PR #1890, opened 2021-06-16
Fix a weak vendor enforcement bug where vendor does not exist

hhhjort:


gdpr/impl.go
```diff
@@ -128,14 +128,18 @@ func (p *permissionsImpl) allowSync(ctx context.Context, vendorID uint16, consen
...
-	parsedConsent, vendor, err := p.parseVendor(ctx, vendorID, consent)
+	parsedConsent, vendor, err := p.parseVendor(ctx, vendorID, consent, weakVendorEnforcement)
 	if err != nil {
 		return false, false, false, err
 	}
 
 	// vendor will be nil if not a valid TCF2 consent string
 	if vendor == nil {
-		return false, false, false, nil
+		if weakVendorEnforcement {
```
bsardo, line 138: I think this will now allow a TCF1 consent string to be processed if `weakVendorEnforcement` is set to true. `parseVendor` returns with a nil vendor and a nil error when the consent string is considered a well-formed TCF1 or TCF2 string with a version != 2. That caused it to enter this `if` block which would return `false, false, false, nil`. See `TestTCF1Consent`.

Perhaps `parseVendor` should return an error when `version != 2`. Then a valid TCF1 consent string would be handled by the err check on line 132 and you could keep your logic changes here. This change would also mean a version != 2 would be handled the same way as a malformed consent string. Thoughts?

gdpr/impl.go
```diff
@@ -241,3 +246,22 @@ func (a AlwaysAllow) BidderSyncAllowed(ctx context.Context, bidder openrtb_ext.B
 func (a AlwaysAllow) AuctionActivitiesAllowed(ctx context.Context, bidder openrtb_ext.BidderName, PublisherID string, gdprSignal Signal, consent string, weakVendorEnforcement bool) (allowBidRequest bool, passGeo bool, passID bool, err error) {
 	return true, true, true, nil
 }
+
+// Mock Vendor claims everything.
```
SyntaxNode, line 250: I wouldn't call this a mock, that terminology is usually reserved for tests. Consider something like: `// vendorTrue claims everything`

gdpr/impl.go
```diff
@@ -194,7 +198,7 @@ func (p *permissionsImpl) checkPurpose(consent tcf2.ConsentMetadata, vendor api.
 	return purposeAllowed || legitInterest
 }
 
-func (p *permissionsImpl) parseVendor(ctx context.Context, vendorID uint16, consent string) (parsedConsent api.VendorConsents, vendor api.Vendor, err error) {
+func (p *permissionsImpl) parseVendor(ctx context.Context, vendorID uint16, consent string, weakVendorEnforcement bool) (parsedConsent api.VendorConsents, vendor api.Vendor, err error) {
```
bsardo, line 201: This new parameter doesn't appear to be used anywhere.

gdpr/impl.go
hhhjort: Good idea, but moved the verification slightly.

gdpr/impl.go
```diff
@@ -135,7 +135,11 @@ func (p *permissionsImpl) allowActivities(ctx context.Context, vendorID uint16,
 
 	// vendor will be nil if not a valid TCF2 consent string
 	if vendor == nil {
-		return false, false, false, nil
+		if weakVendorEnforcement && parsedConsent.Version() == 2 {
```
SyntaxNode, line 138: Could we fix this by changing `parseVendor` to return an error when the version is incompatible? Otherwise, this is fine for now and @bsardo could keep it in mind for refactoring.

hhhjort: I went with this method to provide the least possible change in behavior. But we could start pushing back a bad TCF version when this happens. Making the change would also mean pushing `weakVendorEnforcement` back down a level again.

bsardo: I'm good with this change for now. I can make a note on the refactor story to return an error when the version is incompatible.

SyntaxNode (approved):

bsardo (approved):

PR #1894, opened 2021-06-17
Friendlier Startup Error Messages

SyntaxNode:
Small change to omit the stack trace when startup errors are found. The stack trace just points to `main.go`, and is therefore useless. `glog.Exitf` exists immediately with a status code of 1. Previously the status code was 255.

### DIFF
--- a/main.go
+++ b/main.go
@@ -34,12 +34,12 @@ func main() {
 
 	cfg, err := loadConfig()
 	if err != nil {
-		glog.Fatalf("Configuration could not be loaded or did not pass validation: %v", err)
+		glog.Exitf("Configuration could not be loaded or did not pass validation: %v", err)
 	}
 
 	err = serve(Rev, cfg)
####
About this exercise:
Find and copy each line of the data where "glog" is present.

Answer section:
Small change to omit the stack trace when startup errors are found. The stack trace just points to `main.go`, and is therefore useless. `glog.Exitf` exists immediately with a status code of 1. Previously the status code was 255.
-		glog.Fatalf("Configuration could not be loaded or did not pass validation: %v", err)
+		glog.Exitf("Configuration could not be loaded or did not pass validation: %v", err)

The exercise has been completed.